# Property Pres Wizard



## AW27 (May 5, 2013)

Does anyone use this for photo uploads/bids/invoices? We've recently started using it and I'm finding it kind of confusing to use. Say I have 5 CU of debris, do I put that on the invoice or under bids or what?


----------



## PropertyWerX LTD. (Apr 15, 2013)

AW27 said:


> Does anyone use this for photo uploads/bids/invoices? We've recently started using it and I'm finding it kind of confusing to use. Say I have 5 CU of debris, do I put that on the invoice or under bids or what?


Property Pres Wizard, IMO, is by far the easiest to use 3rd party program for file uploads and invoicing. 

If you have 5 cyd debris you put that under the "left side" which is completed work. Right side is "bids" you are suggesting for your client. 

Need anymore information, please let me know.


----------



## ontimepres (Jan 4, 2013)

AW27 I could never go back to my life before I found Property Pres Wizard, it is a life saver! I'm happy to help you with any frustrations you have, if you send me a private message I'll shoot back my phone number.


----------



## hammerhead (Apr 26, 2012)

we are just beginning with it. is there a trick when to go to invoices that you dont have to re type in the the work done?


----------



## JDRM (Apr 16, 2012)

hammerhead said:


> we are just beginning with it. is there a trick when to go to invoices that you dont have to re type in the the work done?


No typing, invoice it right after closing job out, dont wait and invoice later. It takes 1 minute to invoice.


----------



## hammerhead (Apr 26, 2012)

I probably said it wrong. After you finish the pcr and photo stuff then click invoice can you get it to automatically populate the completed work instead of manually adding the work completed again?


----------



## ontimepres (Jan 4, 2013)

hammerhead said:


> I probably said it wrong. After you finish the pcr and photo stuff then click invoice can you get it to automatically populate the completed work instead of manually adding the work completed again?


Yes you can! Items you enter as completed on your 'bid/completion items' page will transfer onto your invoice as long as your account is set to do so.

To change that setting:
From the home screen select Admin tab at the top, select 'PPW Settings' at the top, scroll down and check the box next to "Auto transfer completion line items to invoices."

Even if you are starting from the invoice page, you should (or the account holder can) create a pre-set list of items to invoice with prices as well. So, no typing. 
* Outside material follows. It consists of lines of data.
PR #3661, opened 2025-06-05
Fix version number display in production

murugapl:
The previous implementation to display the Mavis version number in the footer of the app used the deploy git ref to create a file with the version number which was baked into the image. With the current deploy strategy, the image is only built during deploys to QA and test, before the version tag is even created. So the version number isn't displayed appropriately in production.

This change uses environment variables to set the version number instead. The MAVIS_APP_VERSION environment variable is now set during infrastructure deployment and passed to the ECS containers. For production deployments, the version format is validated to ensure it follows semantic versioning (v1.2.3 format).

This ensures the correct version number is displayed regardless of when the Docker image was built, as the version is determined at deployment time rather than build time.

### DIFF
--- a/.github/workflows/deploy-infrastructure.yml
+++ b/.github/workflows/deploy-infrastructure.yml
@@ -20,6 +20,10 @@ on:
         description: Docker image tag to deploy
         required: false
         type: string
+      git_ref_to_deploy:
+        required: true
+        type: string
+
   workflow_call:
     inputs:
       environment:
@@ -28,6 +32,9 @@ on:
         type: string
       image_tag:
         required: false
+        type: string
+      git_ref_to_deploy:
+        required: true
         type: string
 
 permissions: {}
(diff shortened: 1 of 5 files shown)


.github/workflows/deploy-infrastructure.yml
```diff
@@ -135,12 +142,17 @@ jobs:
         run: sudo snap install --classic aws-cli
       - name: Check if any deployments are running
         run: ../scripts/check-for-running-deployments.sh ${{ inputs.environment }}
+      - name: Set Mavis app version
+        run: |
+          GIT_REF_TO_DEPLOY="${{ inputs.git_ref_to_deploy }}"
+          echo "GIT_REF_TO_DEPLOY=$GIT_REF_TO_DEPLOY" >> $GITHUB_ENV
```
thomasleese, line 148: I don't think we're using this environment variable anywhere, only `MAVIS_APP_VERSION`.

terraform/app/variables.tf
```diff
@@ -202,6 +208,10 @@ locals {
     {
       name  = "MAVIS__SPLUNK__ENABLED"
       value = var.enable_splunk ? "true" : "false"
+    },
+    {
+      name  = "MAVIS_APP_VERSION" # <-- ADD THIS
```
thomasleese, line 213:
```suggestion
      name  = "APP_VERSION" # <-- ADD THIS
```

The only reason we have `MAVIS__` prefixed on the others is due to the way we load in the `Settings`. In general I think we can avoid the `MAVIS` prefix until it's strictly necessary.

thomasleese (commented):
Small comments on the naming, but otherwise looks good.

terraform/app/variables.tf
```diff
@@ -202,6 +208,10 @@ locals {
     {
       name  = "MAVIS__SPLUNK__ENABLED"
       value = var.enable_splunk ? "true" : "false"
+    },
+    {
+      name  = "APP_VERSION" # <-- ADD THIS
```
thomasleese, line 213:
```suggestion
      name  = "APP_VERSION"
```

thomasleese (approved):

PR #3666, opened 2025-06-05
Update use of variable

TheOneFromNorway:
- Variable was originally inserted on main but was accidnetally removed during merge conflict
- Add a default value to the variable to simplify local development


terraform/app/variables.tf
```diff
@@ -160,6 +160,7 @@ variable "enable_splunk" {
 variable "app_version" {
   type        = string
   description = "The version identifier for the MAVIS application deployment"
+  default     = "NA"
```
thomasleese, line 163:
```suggestion
  default     = "Unknown"
```

Just thinking about what users might see in this case.

misaka (approved):

terraform/app/variables.tf
thomasleese: I think `Not available` is at least better than `NA` in that case.

misaka: I agree with @thomasleese, if this is for user consumption then words are better than just a couple letters.

thomasleese (approved):

PR #3677, opened 2025-06-06
Ensure duplicate patients aren't shown

thomasleese:
When filtering on patients that an organisation is allowed to see, using a left outer join means that each patient will be returned for each school move, session or vaccination record they have. This means duplicate patients are shown in various parts of the UI.

Instead, we can use an `EXISTS` query, which is actually more performant as it can short-circuit the conditionals, and avoids duplicate patients being shown.


jhenderson (approved):
Nice refactor.

PR #3682, opened 2025-06-09
Add Flu vaccination method question to online consent

thomasleese:
When asking parents if they consent to the Flu vaccination, we need to ask which vaccination method they consent to, whether nasal spray or injection. This updates the decision question of the online consent journey to include this, matching the latest designs in the prototype.

[Jira Issue - MAV-1235](https://nhsd-jira.digital.nhs.uk/browse/MAV-1235)

## Screenshot

Screenshot 2025-06-09 at 09 46 10


app/views/parent_interface/consent_forms/start/_hpv.html.erb
```diff
@@ -0,0 +1,18 @@
+<h2 class="nhsuk-heading-m">
+  HPV
+</h2>
```
misaka, line 3: I don't see this heading on the prototype ... I was just checking because I noticed there was no "Flu" heading but there are these heading on the others. Do we need this `h2` on the non-flu start pages?

misaka: Does this mean Flu should have an `h2` then?

thomasleese: I decided not to add it because there isn't one in the prototype, the refactor should keep the other 3 programmes working the same as they do now, while adding the new start page content for Flu.

paulrobertlloyd: For the avoidance of doubt, here are the 3 starts pages:

Screenshot of start page for HPV.

Screenshot of start page for doubles.

Screenshot of start page for flu.

* HPV doesn’t show a `h2` heading
* Doubles shows a `h2` heading above each programme
* Flu includes a `h2` heading within its description

They are basically each different, in their own way, sorry! We might want to review how we show content for each type on the start page, given this variance.

PR #4178, opened 2025-08-05
Show expired flu consents in activity log

MartinVanIJcken:
This implements [MAV-1711](https://nhsd-jira.digital.nhs.uk/browse/MAV-1711) and follows up on [PR-4053]( https://github.com/nhsuk/manage-vaccinations-in-schools/pull/4053)

### DIFF
--- a/app/components/app_activity_log_component.rb
+++ b/app/components/app_activity_log_component.rb
@@ -318,59 +318,87 @@ class AppActivityLogComponent < ViewComponent::Base
   def decision_expiration_events
     all_programmes = Programme.all.to_a
 
-    AcademicYear.all.filter_map do |academic_year|
-      next if academic_year >= AcademicYear.current
+    AcademicYear.all.flat_map do |academic_year|
+      next [] if academic_year >= AcademicYear.current
 
-      vaccinated_programmes =
-        all_programmes.select do |programme|
+      not_vaccinated_programmes =
+        all_programmes.reject do |programme|
           patient.vaccination_status(programme:, academic_year:).vaccinated?
         end
 
-      programmes_with_expired_consents =
-        consents
-          .select { it.academic_year == academic_year }
-          .flat_map { programmes_for(it) }
-          .reject { vaccinated_programmes.include?(it) }
+      vaccinated_but_seasonal_programmes =
+        all_programmes.select do |programme|
+          patient.vaccination_status(programme:, academic_year:).vaccinated? &&
+            programme.seasonal?
+        end
 
-      programmes_with_expired_triages =
-        triages
-          .select { it.academic_year == academic_year }
-          .flat_map { programmes_for(it) }
-          .reject { vaccinated_programmes.include?(it) }
+      expired_items =
+        {
+          vaccinated_but_seasonal: vaccinated_but_seasonal_programmes,
+          not_vaccinated: not_vaccinated_programmes
+        }.transform_values do |programmes|
+          get_expired_items(academic_year:, programmes:)
+        end
 
-      programmes_with_expired_psds =
-        patient_specific_directions
-          .select { it.academic_year == academic_year }
-          .flat_map { programmes_for(it) }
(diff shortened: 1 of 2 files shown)


app/components/app_activity_log_component.rb
```diff
@@ -302,60 +302,105 @@ def programmes_by_id
 
   def decision_expiration_events
     all_programmes = Programme.all.to_a
+    events = []
 
-    AcademicYear.all.filter_map do |academic_year|
+    AcademicYear.find_each do |academic_year|
```
thomasleese, line 307: You could use `flat_map` here, so you don't need to append to an array.

```rb
AcademicYear.all.flat_map do |academic_year|
  # ...
end
```

It works like a normally `map`, but the return values from the block are concatenated together.

app/components/app_activity_log_component.rb
```diff
@@ -302,60 +302,105 @@ def programmes_by_id
...
+            programmes: not_vaccinated_programmes
+          )
+      }
 
-      programmes_with_expired_items = [
-        programmes_with_expired_consents,
-        programmes_with_expired_triages,
-        programmes_with_expired_psds
-      ].flatten.uniq
+      %i[not_vaccinated vaccinated_but_seasonal].each do |category|
```
thomasleese, line 334: Rather than needing to iterate over the keys and then look them up later, I think we could do something like:

```rb
expired_items.each do |category, category_expired_items|
  # ...
end
```

app/components/app_activity_log_component.rb
```diff
@@ -302,60 +302,105 @@ def programmes_by_id
...
+        }
+      end
     end
+
+    events
+  end
+
+  private
+
+  def get_expired_items(academic_year:, programmes:)
```
thomasleese, line 381: This is a nice refactor, but I think we could go further given that each one has the same three lines. Something like:

```rb
def filter_expired(objects, academic_year:, programmes:)
  objects
    .select { it.academic_year == academic_year }
    .flat_map { programmes_for(it) }
    .select { programmes.include?(it) }
end

def expired_objects(academic_year:, programmes:)
  {
    consents: filter_expired(consents, academic_year:, programmes:),
    triages: filter_expired(triages, academic_year:, programmes:),
    # etc
  }
end
```

app/lib/academic_year.rb
```diff
@@ -15,6 +15,10 @@ def first = [2024, current].min
 
     def all = (first..last).to_a.reverse
 
+    def find_each(&block)
```
thomasleese, line 18: I don't mind adding this method, but I think it would make sense to add it in its own commit (since it's not specifically related to the UI changes) and adding some basic tests for it.

thomasleese (commented):
Overall looks good, I've got some suggestions just to tidy up the code a bit.

app/lib/academic_year.rb
thomasleese: Although I do wonder if `each` is a better name. `find_each` means something specific in Rails [where it will iterate over objects in batches](https://api.rubyonrails.org/v8.0.2/classes/ActiveRecord/Batches.html) re-using the same in-memory objects, which isn't the case here.

MartinVanIJcken: given your flat_map suggestion, I will get rid of this function

app/components/app_activity_log_component.rb
```diff
@@ -318,59 +318,93 @@ def programmes_by_id
...
+                1.second,
+            programmes:
+          }
+        end
       end
-      expired_items << "triage outcome" if programmes_with_expired_triages.any?
-      expired_items << "PSD status" if programmes_with_expired_psds.any?
 
-      next if expired_items.empty?
+    result.compact
```
thomasleese, line 389: If we do `next []` inside the block, we don't need to worry about calling `compact`, it also means the linter won't complain about calling `.compact` and `end` 😆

If you do not have access to the Admin section (if you are a user under someone else's account) you might try nicely asking them to do this, it would save time and make everyone happy.


----------



## MUSHERO40 (Oct 20, 2018)

I need help with ppw photo recovery can you help


----------



## Cleanupman (Nov 23, 2012)

Reported earlier on a breach to their website...PPW of course denies this. However, I received several reports of Names & passwords being changed at 2 am Tuesday. All had Autopay feature active....


----------